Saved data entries
══════

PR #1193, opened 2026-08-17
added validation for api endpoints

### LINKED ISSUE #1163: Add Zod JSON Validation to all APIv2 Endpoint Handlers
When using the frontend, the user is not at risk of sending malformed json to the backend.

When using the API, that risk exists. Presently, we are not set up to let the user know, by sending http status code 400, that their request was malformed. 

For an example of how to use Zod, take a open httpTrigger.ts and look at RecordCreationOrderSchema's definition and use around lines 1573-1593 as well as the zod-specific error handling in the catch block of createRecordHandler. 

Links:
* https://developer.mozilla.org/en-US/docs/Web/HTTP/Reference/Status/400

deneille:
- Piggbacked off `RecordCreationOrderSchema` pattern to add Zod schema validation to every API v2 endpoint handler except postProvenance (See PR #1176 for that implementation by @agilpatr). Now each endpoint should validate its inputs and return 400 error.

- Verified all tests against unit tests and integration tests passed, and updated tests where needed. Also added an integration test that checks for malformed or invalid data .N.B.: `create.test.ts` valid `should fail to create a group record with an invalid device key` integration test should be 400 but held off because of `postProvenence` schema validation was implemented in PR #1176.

══════

§ **ABOUT THIS EXERCISE**: Please copy out every entry word for word.

§ **ANSWER TO THIS TASK**:
PR #1193, opened 2026-08-17
added validation for api endpoints

### LINKED ISSUE #1163: Add Zod JSON Validation to all APIv2 Endpoint Handlers
When using the frontend, the user is not at risk of sending malformed json to the backend.

When using the API, that risk exists. Presently, we are not set up to let the user know, by sending http status code 400, that their request was malformed. 

For an example of how to use Zod, take a open httpTrigger.ts and look at RecordCreationOrderSchema's definition and use around lines 1573-1593 as well as the zod-specific error handling in the catch block of createRecordHandler. 

Links:
* https://developer.mozilla.org/en-US/docs/Web/HTTP/Reference/Status/400

deneille:
- Piggbacked off `RecordCreationOrderSchema` pattern to add Zod schema validation to every API v2 endpoint handler except postProvenance (See PR #1176 for that implementation by @agilpatr). Now each endpoint should validate its inputs and return 400 error.

- Verified all tests against unit tests and integration tests passed, and updated tests where needed. Also added an integration test that checks for malformed or invalid data .N.B.: `create.test.ts` valid `should fail to create a group record with an invalid device key` integration test should be 400 but held off because of `postProvenence` schema validation was implemented in PR #1176.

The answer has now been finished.